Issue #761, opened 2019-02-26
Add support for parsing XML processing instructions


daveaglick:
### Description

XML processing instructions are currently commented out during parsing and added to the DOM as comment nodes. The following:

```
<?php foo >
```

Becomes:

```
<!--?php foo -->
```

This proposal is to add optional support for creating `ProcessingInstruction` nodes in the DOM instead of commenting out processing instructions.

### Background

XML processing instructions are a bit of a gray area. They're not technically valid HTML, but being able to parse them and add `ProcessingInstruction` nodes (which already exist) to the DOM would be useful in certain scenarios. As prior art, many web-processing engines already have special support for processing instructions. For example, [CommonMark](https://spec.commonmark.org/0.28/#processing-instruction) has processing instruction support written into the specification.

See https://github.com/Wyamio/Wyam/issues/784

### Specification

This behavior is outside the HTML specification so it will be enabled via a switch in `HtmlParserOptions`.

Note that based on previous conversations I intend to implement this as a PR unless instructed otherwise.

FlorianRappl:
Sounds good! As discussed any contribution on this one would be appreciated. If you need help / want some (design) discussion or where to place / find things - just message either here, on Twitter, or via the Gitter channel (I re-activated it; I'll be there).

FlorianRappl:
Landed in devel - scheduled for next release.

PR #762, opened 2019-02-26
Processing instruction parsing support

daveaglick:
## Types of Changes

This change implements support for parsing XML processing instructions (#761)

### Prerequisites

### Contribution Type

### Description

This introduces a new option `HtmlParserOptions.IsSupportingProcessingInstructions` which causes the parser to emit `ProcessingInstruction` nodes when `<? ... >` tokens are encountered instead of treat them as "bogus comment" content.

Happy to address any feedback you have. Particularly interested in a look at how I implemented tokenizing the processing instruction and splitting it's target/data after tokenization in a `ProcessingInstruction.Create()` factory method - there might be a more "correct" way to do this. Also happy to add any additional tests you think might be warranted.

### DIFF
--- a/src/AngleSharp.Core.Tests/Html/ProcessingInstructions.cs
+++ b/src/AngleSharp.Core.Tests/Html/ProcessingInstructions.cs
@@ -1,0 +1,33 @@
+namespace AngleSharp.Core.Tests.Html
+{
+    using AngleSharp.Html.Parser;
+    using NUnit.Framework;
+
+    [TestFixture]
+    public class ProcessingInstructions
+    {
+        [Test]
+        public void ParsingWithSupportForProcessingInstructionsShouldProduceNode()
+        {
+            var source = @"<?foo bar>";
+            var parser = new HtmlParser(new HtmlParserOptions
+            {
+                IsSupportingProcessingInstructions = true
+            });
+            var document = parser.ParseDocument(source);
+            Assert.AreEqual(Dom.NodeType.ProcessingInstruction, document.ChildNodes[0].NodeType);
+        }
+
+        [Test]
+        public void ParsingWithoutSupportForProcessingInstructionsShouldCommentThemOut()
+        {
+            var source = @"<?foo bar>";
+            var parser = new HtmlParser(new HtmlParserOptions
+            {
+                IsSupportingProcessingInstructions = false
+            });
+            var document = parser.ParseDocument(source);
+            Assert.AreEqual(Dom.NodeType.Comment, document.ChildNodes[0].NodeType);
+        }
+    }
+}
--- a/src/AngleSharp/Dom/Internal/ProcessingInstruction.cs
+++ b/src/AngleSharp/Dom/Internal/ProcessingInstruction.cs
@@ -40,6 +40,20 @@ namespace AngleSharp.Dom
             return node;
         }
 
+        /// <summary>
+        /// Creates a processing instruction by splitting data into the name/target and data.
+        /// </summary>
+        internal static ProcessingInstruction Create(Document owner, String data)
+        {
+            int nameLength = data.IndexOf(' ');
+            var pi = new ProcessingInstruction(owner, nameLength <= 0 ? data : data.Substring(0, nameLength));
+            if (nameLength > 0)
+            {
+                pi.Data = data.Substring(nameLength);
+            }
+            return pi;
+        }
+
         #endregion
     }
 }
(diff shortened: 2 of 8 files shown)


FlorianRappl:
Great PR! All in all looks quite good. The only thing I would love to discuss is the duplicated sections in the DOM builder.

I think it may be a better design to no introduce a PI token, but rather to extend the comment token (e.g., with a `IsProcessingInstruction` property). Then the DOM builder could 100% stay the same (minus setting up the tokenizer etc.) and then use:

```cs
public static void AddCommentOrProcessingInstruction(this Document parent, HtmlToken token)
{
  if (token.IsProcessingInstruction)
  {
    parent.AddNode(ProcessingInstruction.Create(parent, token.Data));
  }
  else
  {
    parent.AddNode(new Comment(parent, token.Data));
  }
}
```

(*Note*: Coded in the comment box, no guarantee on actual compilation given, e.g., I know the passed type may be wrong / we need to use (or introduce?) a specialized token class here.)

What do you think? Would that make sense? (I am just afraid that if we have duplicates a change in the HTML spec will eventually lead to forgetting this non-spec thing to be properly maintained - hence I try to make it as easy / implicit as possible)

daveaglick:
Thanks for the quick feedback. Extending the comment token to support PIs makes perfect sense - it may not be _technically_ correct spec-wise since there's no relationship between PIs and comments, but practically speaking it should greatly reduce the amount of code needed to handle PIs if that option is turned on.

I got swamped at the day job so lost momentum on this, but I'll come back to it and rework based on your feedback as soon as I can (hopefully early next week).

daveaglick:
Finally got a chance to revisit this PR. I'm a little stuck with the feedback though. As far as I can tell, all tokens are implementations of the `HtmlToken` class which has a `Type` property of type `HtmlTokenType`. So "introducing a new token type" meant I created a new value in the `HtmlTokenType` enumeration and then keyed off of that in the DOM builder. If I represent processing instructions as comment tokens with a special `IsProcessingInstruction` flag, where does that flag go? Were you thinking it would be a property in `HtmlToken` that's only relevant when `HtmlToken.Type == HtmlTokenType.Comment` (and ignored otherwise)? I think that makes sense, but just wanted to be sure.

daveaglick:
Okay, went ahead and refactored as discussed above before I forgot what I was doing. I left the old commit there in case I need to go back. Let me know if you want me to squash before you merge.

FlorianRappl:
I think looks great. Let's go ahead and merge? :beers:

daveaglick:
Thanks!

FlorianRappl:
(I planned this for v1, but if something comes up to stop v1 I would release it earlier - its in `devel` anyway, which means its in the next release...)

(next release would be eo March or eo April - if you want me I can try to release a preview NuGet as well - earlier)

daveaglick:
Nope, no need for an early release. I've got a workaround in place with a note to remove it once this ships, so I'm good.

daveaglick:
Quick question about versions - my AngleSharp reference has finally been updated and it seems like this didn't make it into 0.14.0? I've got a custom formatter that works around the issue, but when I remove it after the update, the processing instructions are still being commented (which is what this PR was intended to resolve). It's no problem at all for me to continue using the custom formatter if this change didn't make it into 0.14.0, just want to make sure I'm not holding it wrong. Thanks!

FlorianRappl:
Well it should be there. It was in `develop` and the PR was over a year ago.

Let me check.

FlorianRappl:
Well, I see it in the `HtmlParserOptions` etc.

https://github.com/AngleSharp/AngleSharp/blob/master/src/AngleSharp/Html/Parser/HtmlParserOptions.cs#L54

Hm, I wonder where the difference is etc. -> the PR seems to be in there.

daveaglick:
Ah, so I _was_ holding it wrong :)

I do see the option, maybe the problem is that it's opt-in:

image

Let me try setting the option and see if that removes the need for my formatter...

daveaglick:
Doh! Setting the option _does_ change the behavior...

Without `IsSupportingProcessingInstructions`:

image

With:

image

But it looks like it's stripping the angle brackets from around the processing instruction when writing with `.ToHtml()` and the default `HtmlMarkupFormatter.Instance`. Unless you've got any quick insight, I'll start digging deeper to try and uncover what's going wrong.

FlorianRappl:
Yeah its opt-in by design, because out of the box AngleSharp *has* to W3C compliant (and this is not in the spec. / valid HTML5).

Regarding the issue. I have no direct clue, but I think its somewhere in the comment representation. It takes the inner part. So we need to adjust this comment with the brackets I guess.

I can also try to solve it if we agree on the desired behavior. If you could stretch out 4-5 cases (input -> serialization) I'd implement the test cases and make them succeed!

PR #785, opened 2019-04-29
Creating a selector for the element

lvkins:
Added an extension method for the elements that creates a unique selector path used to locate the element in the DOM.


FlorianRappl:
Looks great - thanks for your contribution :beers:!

────────────────────

**Task details:** Only lines containing the string "builder" are needed. Pull each of them out of the records above.

**Exercise solution:**
Great PR! All in all looks quite good. The only thing I would love to discuss is the duplicated sections in the DOM builder.
I think it may be a better design to no introduce a PI token, but rather to extend the comment token (e.g., with a `IsProcessingInstruction` property). Then the DOM builder could 100% stay the same (minus setting up the tokenizer etc.) and then use:
Finally got a chance to revisit this PR. I'm a little stuck with the feedback though. As far as I can tell, all tokens are implementations of the `HtmlToken` class which has a `Type` property of type `HtmlTokenType`. So "introducing a new token type" meant I created a new value in the `HtmlTokenType` enumeration and then keyed off of that in the DOM builder. If I represent processing instructions as comment tokens with a special `IsProcessingInstruction` flag, where does that flag go? Were you thinking it would be a property in `HtmlToken` that's only relevant when `HtmlToken.Type == HtmlTokenType.Comment` (and ignored otherwise)? I think that makes sense, but just wanted to be sure.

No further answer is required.